Collected data entries:
# # # # #

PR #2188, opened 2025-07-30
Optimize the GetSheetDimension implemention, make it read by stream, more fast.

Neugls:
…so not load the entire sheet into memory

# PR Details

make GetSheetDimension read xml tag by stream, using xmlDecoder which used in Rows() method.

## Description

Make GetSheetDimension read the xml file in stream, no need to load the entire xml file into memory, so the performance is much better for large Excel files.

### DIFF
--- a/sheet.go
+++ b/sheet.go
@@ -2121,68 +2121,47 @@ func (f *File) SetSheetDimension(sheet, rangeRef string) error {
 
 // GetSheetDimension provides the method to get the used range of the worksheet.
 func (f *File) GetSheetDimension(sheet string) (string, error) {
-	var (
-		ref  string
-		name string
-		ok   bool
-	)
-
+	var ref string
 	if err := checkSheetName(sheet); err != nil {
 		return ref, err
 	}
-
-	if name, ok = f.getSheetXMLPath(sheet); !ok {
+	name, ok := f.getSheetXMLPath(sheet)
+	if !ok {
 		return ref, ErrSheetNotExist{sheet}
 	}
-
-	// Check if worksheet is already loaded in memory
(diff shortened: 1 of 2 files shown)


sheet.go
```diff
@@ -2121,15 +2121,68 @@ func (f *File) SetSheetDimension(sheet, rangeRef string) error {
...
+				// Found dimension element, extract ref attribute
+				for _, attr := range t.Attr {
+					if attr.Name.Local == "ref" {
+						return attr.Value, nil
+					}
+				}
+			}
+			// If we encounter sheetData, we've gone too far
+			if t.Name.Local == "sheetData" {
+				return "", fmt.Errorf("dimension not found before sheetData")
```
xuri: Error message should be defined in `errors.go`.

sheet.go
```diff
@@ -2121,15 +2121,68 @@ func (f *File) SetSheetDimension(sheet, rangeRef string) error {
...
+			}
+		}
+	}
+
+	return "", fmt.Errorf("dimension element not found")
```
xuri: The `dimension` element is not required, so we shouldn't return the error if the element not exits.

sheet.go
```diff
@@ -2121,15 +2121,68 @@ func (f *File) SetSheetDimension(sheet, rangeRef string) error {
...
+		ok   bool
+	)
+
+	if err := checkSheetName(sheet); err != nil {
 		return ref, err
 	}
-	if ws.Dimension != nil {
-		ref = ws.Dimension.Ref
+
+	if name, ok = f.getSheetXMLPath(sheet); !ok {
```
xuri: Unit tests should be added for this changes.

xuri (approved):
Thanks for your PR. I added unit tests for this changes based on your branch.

# # # # #

◆ WHAT YOU NEED TO DO
A complete answer reproduces every line of the records in which the word "Errorf" occurs.

◆ SOLUTION BELOW
+				return "", fmt.Errorf("dimension not found before sheetData")
+	return "", fmt.Errorf("dimension element not found")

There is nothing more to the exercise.